Otages et prisonniers

Les difficultés endurées par les Algériens, aggravées par l’inflation ces derniers mois, préoccupent moins les autorités que les luttes sociales qu’elles ont rendues nécessaires.

Avant les dernières grèves des fonctionnaires, l’ordre du régime régnait. Peu de chose le perturbait : le terrorisme est “résiduel” ; les partis politiques d’opposition, normalisés, remplissent bien leur nouveau rôle de figurants “démocratiques” ; la presse a été réduite, par divers procédés, à sa plus simple expression, si l’on ose dire.

Un ordre à peine perturbé par quelques sporadiques émeutes locales pour cause de pénuries de logement, d’eau ou d’électricité. Les arrestations et les référés du lendemain finissent toujours par y ramener la quiétude, temporairement troublée.

L’avènement des syndicats autonomes semble faire désordre dans cet univers pacifié par l’effet conjugué de la carotte et du bâton.
Tout a été tenté pour contrecarrer ce début de mouvement social autogéré : le refus d’agrément, l’interdiction de manifester, la primauté des fédérations UGTA dans les négociations sectorielles, la création de sections affiliées au syndicat unique là où il est absent, un “pacte social” qui fige le mouvement de revendication, la réponse judiciaire aux initiatives d’arrêts de travail, etc.
La dernière grève avait, malgré tout, confirmé la représentativité du mouvement syndical autonome ainsi que la pertinence de ses revendications.
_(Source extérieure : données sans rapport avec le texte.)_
PR #5961, opened 2023-11-30
Set a minimum Python version of 3.8 [ci full]

rvandermeulen:
The minimum Python version was recently bumped to version 3.8 in mozilla-central - see [bug 1843209](https://bugzilla.mozilla.org/show_bug.cgi?id=1843209). I'm not sure if we have an official way of enforcing that in this repo, but we can at least bump some dependencies which have been blocked on making 3.8 the minimum.


bendk:
Made https://bugzilla.mozilla.org/show_bug.cgi?id=1867813 for upgrading the mac worker.

rvandermeulen:
I feel like we should document this somewhere too? Even if to say that A-S stays in sync with m-c. @tarikeshaq Any suggestions as to where that should go?

tarikeshaq:
We have https://github.com/mozilla/application-services/blob/main/docs/design/rust-versions.md for our Rust versions (which ends up in https://mozilla.github.io/application-services/book/design/rust-versions.html)

We can make that document more general and include Python there or place another document next to it

rvandermeulen:
Failing dependency check job will be handled by #6230 or something along those lines. The failing fetch-nss-artifact job will be handled by #6229 which I hope to land immediately after this one.

PR #5987, opened 2023-12-13
Updating the Kotlin getAccessToken docstring

bendk:

  - Note:

### DIFF
--- a/components/fxa-client/android/src/main/java/mozilla/appservices/fxaclient/FxaClient.kt
+++ b/components/fxa-client/android/src/main/java/mozilla/appservices/fxaclient/FxaClient.kt
@@ -250,12 +250,17 @@ class FxaClient(inner: FirefoxAccount, persistCallback: PersistCallback?) : Auto
      * This performs network requests, and should not be used on the main thread.
      * It may modify the persisted account state.
      *
+     * On `FxaException.Unauthorized` and `FxaException.SyncScopedKeyMissingInServerResponse`, the
+     * caller should indicate to the user that there are authentication issues and allow them to
+     * re-login by starting a new OAuth flow.
+     *
      * @param scope Single OAuth scope (no spaces) for which the client wants access
      * @param ttl time in seconds for which the token will be valid
      * @return [AccessTokenInfo] that stores the token, along with its scopes and keys when complete
-     * @throws FxaException.Unauthorized We couldn't provide an access token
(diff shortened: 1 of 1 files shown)


components/fxa-client/android/src/main/java/mozilla/appservices/fxaclient/FxaClient.kt
```diff
@@ -250,12 +250,15 @@ class FxaClient(inner: FirefoxAccount, persistCallback: PersistCallback?) : Auto
      * This performs network requests, and should not be used on the main thread.
      * It may modify the persisted account state.
      *
+     * On exceptions, the caller should indicate to the user that there are authentication issues
```
mhammond, line 253: Is this strictly true? Aren't there a class of errors which do not imply this, such as network errors? Also, below you call out `SyncScopedKeyMissingInServerResponse`, but it's not clear to me that exception also implies a new flow is required (ie, aren't we still a little confused by what that *does* mean?)

(This also raises interesting meta-questions about docstrings in general - in a perfect world, this docstring would actually existing in our UDL, right? But would that end up exposed to our consumers in a sensible way? This has nothing at all to do with this patch though, just pondering!)

bendk: Good point, I updated the docs to reflect that.

I do believe that consumers should transition to the auth-problems state when they see `SyncScopedKeyMissingInServerResponse`.  I believe the only way to recover from that state is to re-login.  I'm still a bit confused on why users get in that state, but I'm pretty sure that it's a server issue since we're seeing 
[Sentry reports for fxaclient-scoped-key](https://mozilla.sentry.io/issues/3726733595/?project=6295546&query=is%3Aunresolved+fxaclient-scoped-key&referrer=issue-stream&statsPeriod=30d&stream_index=0) which comes from [here](https://github.com/mozilla/application-services/blob/5e9c3f11f09328a2436df32110b0340d02691869/components/fxa-client/src/internal/oauth.rs#L332-L339).

mhammond: (Re the meta-question, I guess I was really referring to the fact we have hand-written wrappers - would consumers of these wrappers ever actually see docstrings emitted via uniffi? But yeah, that 2024's problem :)

PR #5995, opened 2023-12-14
Uniffi webext-storage component

lougeniaC64:
Uniffi webext-storage component for mobile.

Note: Added `Do not merge` label to this PR until next release is cut. Will remove and a changelog entry thereafter.

  - Note:

### DIFF
--- a/components/webext-storage/build.rs
+++ b/components/webext-storage/build.rs
@@ -10,4 +10,6 @@ fn main() {
 
     // If NSS_DIR isn't set, we don't really care, ignore the Err case.
     let _ = nss_build_common::link_nss();
+
+    uniffi::generate_scaffolding("./src/webext-storage.udl").unwrap();
 }
--- a/components/webext-storage/ffi/src/lib.rs
+++ b/components/webext-storage/ffi/src/lib.rs
@@ -5,7 +5,7 @@
 use std::os::raw::c_char;
 
 use ffi_support::{define_handle_map_deleter, ConcurrentHandleMap, ExternError, FfiStr};
-use webext_storage::{error, store::Store};
+use webext_storage::{error, store::WebExtStorageStore as Store};
 
 lazy_static::lazy_static! {
     static ref STORES: ConcurrentHandleMap<Store> = ConcurrentHandleMap::new();
--- a/components/webext-storage/src/error.rs
+++ b/components/webext-storage/src/error.rs
@@ -2,17 +2,46 @@
  * License, v. 2.0. If a copy of the MPL was not distributed with this
  * file, You can obtain one at http://mozilla.org/MPL/2.0/. */
 
+use error_support::{ErrorHandling, GetErrorHandling};
 use interrupt_support::Interrupted;
+use std::fmt;
 
-#[derive(Debug)]
+/// Result enum used by all implementation functions in this crate.
+/// These wll be automagically turned into `WebExtStorageApiError` at the
+/// FFI layer.
+pub type Result<T> = std::result::Result<T, Error>;
+
+#[derive(Debug, Clone, Copy)]
 pub enum QuotaReason {
     TotalBytes,
     ItemBytes,
     MaxItems,
 }
 
+impl fmt::Display for QuotaReason {
+    fn fmt(&self, f: &mut fmt::Formatter<'_>) -> fmt::Result {
+        match self {
+            QuotaReason::ItemBytes => write!(f, "ItemBytes"),
+            QuotaReason::MaxItems => write!(f, "MaxItems"),
+            QuotaReason::TotalBytes => write!(f, "TotalBytes"),
+        }
+    }
+}
+
 #[derive(Debug, thiserror::Error)]
-pub enum ErrorKind {
+pub enum WebExtStorageApiError {
+    #[error("Unexpected webext-storage error: {reason}")]
+    UnexpectedError { reason: String },
+
+    #[error("Error parsing JSON data: {reason}")]
+    JsonError { reason: String },
+
+    #[error("Quota exceeded: {reason}")]
+    QuotaError { reason: QuotaReason },
+}
+
+#[derive(Debug, thiserror::Error)]
+pub enum Error {
     #[error("Quota exceeded: {0:?}")]
     QuotaError(QuotaReason),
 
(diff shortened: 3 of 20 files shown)


lougeniaC64:
@mhammond FYI I took out the updates to the error reporting because I would need to update the desktop FFI functions to use the `Result` with the new external error type (and I'd like to leave that code untouched and stable so it remains a control in this integration) or do something else dumb and ultimately temporary. I'll add the new reporting logic after the hand-written FFI code is removed.

components/webext-storage/src/store.rs
```diff
@@ -58,10 +58,10 @@ impl Store {
 
     /// Sets one or more JSON key-value pairs for an extension ID. Returns a
     /// list of changes, with existing and new values for each key in `val`.
-    pub fn set(&self, ext_id: &str, val: JsonValue) -> Result<StorageChanges> {
```
mhammond, line 61: This is looking great! Sorry I didn't get very far on this, but if you change the UDL to, eg, `StorageChanges set([ByRef] string ext_id, JsonValue val);` these can all remain `&str`. I'll look in more detail next week!

mhammond:
This is looking great! I think we should do a little more with the errors sooner rather than later.

Looking at the [ffi error code](https://github.com/mozilla/application-services/blob/main/components/webext-storage/src/ffi.rs#L14-L47), it seems like we already have a distinction between "internal" and "external" errors - "internal" errors are all the types in that enum, whereas there are exactly 5 "external" errors (those values in the line above). So we should be able to add a new enum with 5 entries as the "public" error - so we then end up with the same internal->external mapping done by our other crates, and that FFI code can work purely in terms of the new external enum. Later, of course, we still remove that ffi code.

Ping me if some of that doesn't make much sense!

lougeniaC64:
> This is looking great! I think we should do a little more with the errors sooner rather than later.
> 
> Looking at the [ffi error code](https://github.com/mozilla/application-services/blob/main/components/webext-storage/src/ffi.rs#L14-L47), it seems like we already have a distinction between "internal" and "external" errors - "internal" errors are all the types in that enum, whereas there are exactly 5 "external" errors (those values in the line above). So we should be able to add a new enum with 5 entries as the "public" error - so we then end up with the same internal->external mapping done by our other crates, and that FFI code can work purely in terms of the new external enum. Later, of course, we still remove that ffi code.
> 
> Ping me if some of that doesn't make much sense!

Just put up the changes I had with some updates. Let me know if this is what you had in mind.

components/webext-storage/build.rs
```diff
@@ -10,4 +10,6 @@ fn main() {
 
     // If NSS_DIR isn't set, we don't really care, ignore the Err case.
     let _ = nss_build_common::link_nss();
+
+    uniffi::generate_scaffolding("./src/webextstorage.udl").unwrap();
```
mhammond, line 14: nano-nit - shall we use a hyphen in this name for consistency with the crate?

components/webext-storage/ffi/src/lib.rs
```diff
@@ -14,7 +14,7 @@ lazy_static::lazy_static! {
 #[no_mangle]
 pub extern "C" fn webext_store_new(db_path: FfiStr<'_>, error: &mut ExternError) -> u64 {
     log::debug!("webext_store_new");
-    STORES.insert_with_result(error, || -> error::Result<Store> {
+    STORES.insert_with_result(error, || -> error::ApiResult<Store> {
```
mhammond, line 17: I think we can probably stick with using the "internal" errors here and below.

components/webext-storage/src/error.rs
```diff
@@ -2,17 +2,46 @@
...
+#[derive(Debug, thiserror::Error)]
+pub enum WebExtStorageApiError {
+    #[error("Unexpected webext-storage error: {reason}")]
+    UnexpectedError { reason: String },
+
+    #[error("Error parsing JSON data: {reason}")]
+    JsonError { reason: String },
+
+    #[error("Quota exceeded: {reason}")]
+    QuotaError { reason: String },
```
mhammond, line 40: This can probably stick with the enum rather than a string. It will mean declaring the enum in the UDL, but that seems fine.

components/webext-storage/src/error.rs
```diff
@@ -60,13 +89,154 @@ pub enum ErrorKind {
...
+        match self {
+            Error::QuotaError(r) => ErrorHandling::convert(WebExtStorageApiError::QuotaError {
+                reason: r.to_string(),
+            })
+            .report_error("webext-storage-quota-error"),
+            Error::JsonError(e) => ErrorHandling::convert(WebExtStorageApiError::JsonError {
+                reason: e.to_string(),
+            })
+            .report_error("webext-storage-json-error"),
+            Error::OpenDatabaseError(e) => {
```
mhammond, line 105: All of these cases can probably be combined into one.

components/webext-storage/src/error.rs
```diff
@@ -60,13 +89,154 @@ pub enum ErrorKind {
...
+            Error::QuotaError(QuotaReason::TotalBytes) => WebExtStorageApiError::QuotaError {
+                reason: QuotaReason::TotalBytes.to_string(),
+            },
+            Error::QuotaError(QuotaReason::ItemBytes) => WebExtStorageApiError::QuotaError {
+                reason: QuotaReason::ItemBytes.to_string(),
+            },
+            Error::QuotaError(QuotaReason::MaxItems) => WebExtStorageApiError::QuotaError {
+                reason: QuotaReason::MaxItems.to_string(),
+            },
+            Error::OpenDatabaseError(e) => WebExtStorageApiError::UnexpectedError {
```
mhammond, line 188: ditto here - we can probably collapse all these.

components/webext-storage/src/ffi.rs
```diff
@@ -32,15 +32,16 @@ mod error_codes {
...
-            ErrorKind::QuotaError(QuotaReason::TotalBytes) => {
-                error_codes::QUOTA_TOTAL_BYTES_EXCEEDED
-            }
-            ErrorKind::QuotaError(QuotaReason::ItemBytes) => error_codes::QUOTA_ITEM_BYTES_EXCEEDED,
-            ErrorKind::QuotaError(QuotaReason::MaxItems) => error_codes::QUOTA_MAX_ITEMS_EXCEEDED,
+impl From<WebExtStorageApiError> for ExternError {
+    fn from(err: WebExtStorageApiError) -> ExternError {
+        let code = ErrorCode::new(match &err {
+            WebExtStorageApiError::JsonError { reason: _ } => error_codes::INVALID_JSON,
+            WebExtStorageApiError::QuotaError { reason } => match reason.as_str() {
```
mhammond, line 39: (sticking to the enum in the error makes this a lot cleaner)

components/webext-storage/src/store.rs
```diff
@@ -28,14 +28,14 @@ use serde_json::Value as JsonValue;
...
+pub struct WebExtStorageStore {
     db: Arc<ThreadSafeStorageDb>,
 }
 
-impl Store {
+impl WebExtStorageStore {
     /// Creates a store backed by a database at `db_path`. The path can be a
     /// file path or `file:` URI.
-    pub fn new(db_path: impl AsRef<Path>) -> Result<Self> {
+    pub fn new(db_path: impl AsRef<Path>) -> ApiResult<Self> {
```
mhammond, line 38: Like above, I think these can probably stat with the internal error.

megazords/full/src/lib.rs
```diff
@@ -25,6 +25,7 @@ pub use suggest;
 pub use sync_manager;
 pub use tabs;
 pub use viaduct;
+pub use webext_storage;
```
mhammond, line 28: We probably need to work out a way to arrange for the local kotlin tests to work without adding it to the megazord at this point as it will end up shipped on Android even while unused. I'll think about this but it should be doable. It's fine to keep it for now, just not for actually landing it.

mhammond (changes requested):
This is looking great!

lougeniaC64:
@mhammond If these changes aren't quite right, I'll update this PR when I return. If things look okay, feel free to approve and merge.

mhammond (approved):
Lovely! 🚢

mhammond:
oops, had to back this out because m-c didn't build and suggest meeded a new vendor. I think the m-c changes will be quite easy, but we probably need to get them landed before re-landing this.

Avant-hier, le secrétaire général du RND, dont on retient qu’il ne fut pas un Premier ministre prodigue en matière de salaires, a appelé le gouvernement “à plus de prudence” pour assurer “la stabilité sociale”, avant d’accuser les syndicats de “prendre en otage un peuple”. Malgré son constat sur l’insuffisance des mesures prises pour “soulager le pouvoir d’achat” et faire face “au front social”, Ouyahia dénonce les syndicats coupables de “prendre en otage un peuple” et de ne pas “négocier” et “proposer”.
Il n’a peut-être pas écouté Louh proclamer que le seul syndicat habilité à négocier au nom des travailleurs du “secteur économique et de la Fonction publique”, c’est l’UGTA.

Même si, probablement, le chef du RND veut prendre date devant les risques d’effervescence sociale, c’est d’abord la virtualité d’une autonomie de l’action syndicale qui est en cause. Il met en garde l’Exécutif sur les perspectives du front social et remet en cause la démocratie syndicale.

Les Algériens otages des organisations professionnelles ? Ne sont-ils pas d’abord captifs d’une politique économique et sociale où la rente méprise la valeur ajoutée ? C’est justement d’avoir longtemps empêché les Algériens de se faire représenter et d’exprimer leurs besoins qu’on a fait du pays une immense prison où des jeunes se morfondent dans l’oisiveté et le désespoir. Si bien que beaucoup d’entre eux affrontent les dangers extrêmes pour s’en évader, qui vers le maquis, qui sur des radeaux, qui dans la défonce.

Quand on sponsorise volontiers les zaouïas et qu’on est dérangé par l’existence de syndicats, c’est qu’on veut pérenniser cette absurde situation où le soutien rapporte plus que l’effort, ce système rentier qui a pris le pays en otage.